Mehr Bilder und Infos unter: Montagsdemo Jüterburg
Kundgebung gegen Sozialabbau in Jüterbog
(MOZ) Jüterbog (ddp) Bei der ersten zentralen Demonstration gegen die Sozialpolitik der rot-grünen Bundesregierung in Brandenburg haben am Samstag in Jüterbog nach Veranstalterangaben über 800 Menschen ihrem Unmut Luft gemacht. Mit einem Pfeif- und Trommelkonzert zogen zwei Demonstrationszüge durch die Stadt zur abschließenden Kundgebung. Auf Transparenten stand das Motto der Veranstaltung “Nicht einsam — Gemeinsam gegen den Sozialabbau”. Im Mittelpunkt der Kritik standen die Agenda 2010 von Bundeskanzler Gerhard Schröder (SPD) und die Arbeitsmarktreform “Hartz IV”.
Peter Grottian von der Freien Universität Berlin und vom Sozialforum der Bundeshauptstadt rief zum verstärkten Protest gegen die Agenda 2010 auf. Er forderte die Einführung eines Grundeinkommens in Höhe von bis zu 1500 Euro sowie die Abschaffung der Ein-Euro-Jobs. Der Brandenburger PDS-Landtagsabgeordnete Wolfgang Gehrcke appellierte an PDS und WASG, geeint den Druck auf die Regierung zur Änderung der Sozialpolitik zu verstärken. Auch die Bevölkerung müsse ihren Protest verschärfen.
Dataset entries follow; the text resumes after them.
PR #686, opened 2019-06-28
Detail Changes for Blocks

jhfjhfj1:


autokeras/hypermodel/hyper_block.py
```diff
@@ -41,51 +43,43 @@ def build(self, hp, inputs=None):
...
+                output_node = tf.keras.layers.ReLU()(output_node)
+                output_node = tf.keras.layers.Dropout(dropout_rate)(output_node)
         return output_node
 
 
 class RNNBlock(HyperBlock):
+    """ An RNN HyperBlock.
+
+    Attributes:
+        bidirectional: Boolean. If not provided, it would be a tunable variable.
```
fchollet: Why make it configurable, i.e. in what workflows do you expect users to want to change this via a constructor argument (as opposed to, say, the use of BN in DenseBlock)?

autokeras/hypermodel/hyper_block.py
```diff
@@ -321,38 +366,70 @@ def func(x):
 
 class Flatten(HyperBlock):
 
+    def build(self, hp, inputs=None):
+        input_node = layer_utils.format_inputs(inputs, self.name, num=1)[0]
```
fchollet: Is there any difference between this and `tf.nest.flatten()`? The above is not very readable on its own (i.e. a reader of the code wouldn't immediately know what this does).

autokeras/hypermodel/hyper_block.py
```diff
@@ -321,38 +366,70 @@ def func(x):
...
+        # No need to reduce.
+        if len(output_node.shape) <= 2:
+            return output_node
+
+        reduction_type = hp.Choice('reduction_type',
+                                   ['flatten',
+                                    'max',
+                                    'ave',
+                                    'min'],
+                                   default='global_ave')
```
fchollet: The default is not among the choices.

autokeras/hypermodel/hyper_block.py
```diff
@@ -321,38 +366,70 @@ def func(x):
...
 
+        # No need to reduce.
+        if len(output_node.shape) <= 2:
+            return output_node
+
+        reduction_type = hp.Choice('reduction_type',
+                                   ['flatten',
+                                    'max',
+                                    'ave',
+                                    'min'],
```
fchollet: Perhaps these choices should be perfixed with `global_` to be consistent with the values in `SpatialReduction`.

autokeras/hypermodel/hyper_head.py
```diff
@@ -17,26 +17,28 @@ def build(self, hp, inputs=None):
 
 class ClassificationHead(HyperHead):
 
-    def __init__(self, **kwargs):
+    def __init__(self, binary=False, **kwargs):
```
fchollet: Shouldn't the number of classes be configurable here?

autokeras/hypermodel/hyper_head.py
```diff
@@ -17,26 +17,28 @@ def build(self, hp, inputs=None):
...
         super().__init__(**kwargs)
+        self.binary = binary
         if not self.metrics:
             self.metrics = ['accuracy']
         if not self.loss:
-            self.loss = 'categorical_crossentropy'
+            if binary:
+                self.loss = 'binary_crossentropy'
+                self.output_shape = (1,)
```
fchollet: Binary classification is valid for outputs of various sizes, not just scalar outputs

autokeras/hypermodel/hyper_head.py
```diff
@@ -49,11 +51,9 @@ def __init__(self, **kwargs):
             self.loss = 'mean_squared_error'
 
     def build(self, hp, inputs=None):
+        print(inputs)
```
fchollet: Debug statement?

autokeras/hypermodel/hyper_block.py
```diff
@@ -102,40 +96,91 @@ def build(self, hp, inputs=None):
...
-            return_sequences = False if i == choice_of_layers - 1 else True
-            bidirectional_block = tf.keras.layers.Bidirectional(
-                in_layer(feature_size, activation='tanh',
-                         return_sequences=return_sequences))
-            output_node = bidirectional_block(output_node)
+        bidirectional = self.bidirectional
+        if bidirectional is None:
+            bidirectional = hp.Choice('bidirectional',
+                                      [True, False],
+                                      default=True)
```
tonyabracadabra: This line is potentially making `bidirectional` and `self.bidirectional` inconsistent

autokeras/hypermodel/hyper_block.py
```diff
@@ -102,40 +96,91 @@ def build(self, hp, inputs=None):
...
 
-        output_node = Flatten().build(hp, output_node)
+        return_sequences = self.return_sequences
+        if return_sequences is None:
+            return_sequences = hp.Choice('return_sequences',
+                                         [True, False],
+                                         default=True)
```
tonyabracadabra: same as above, I suggest removing `return_sequence` and `bidirectional` variable, and update `self.return_sequence` and `self.bidirectional` when they are `None`

autokeras/hypermodel/hyper_block.py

Nach Angaben von Mitinitiator Michael Maurer hatten Organisatoren der so genannten Montagsdemonstrationen und Sozialbündnisse aus 29 Kommunen Brandenburgs zur ersten gemeinsamen Demonstration nach Jüterbog aufgerufen.
Die Montagsdemonstrationen hatten ihren Ausgangspunkt 2004 in der sachsen-anhaltischen Landeshauptstadt Magdeburg genommen und Nachahmer in ganz Deutschland gefunden. Bundesweit waren jeweils montags Tausende Menschen gegen Sozialabbau auf die Straße gegangen. Auch in zahlreichen Brandenburger Kommunen wurde demonstriert.
600 gemeinsam gegen Sozialabbau
Die erste zentrale Montagsdemonstration des Landes gab es am Sonnabend in Jüterbog
(Christoph Schulze, Neues Deutschland) Insgeheim hofften einige auf bis zu 5000 Teilnehmer bei der ersten zentralen Montagsdemonstration im Land Brandenburg. Nach Jüterbog gekommen sind am Sonnabend etwa 600 Menschen aus knapp drei Dutzend märkischen Städten. Sie versammelten sich auf dem dortigen Marktplatz, um gegen Hartz IV und Sozialabbau zu protestieren.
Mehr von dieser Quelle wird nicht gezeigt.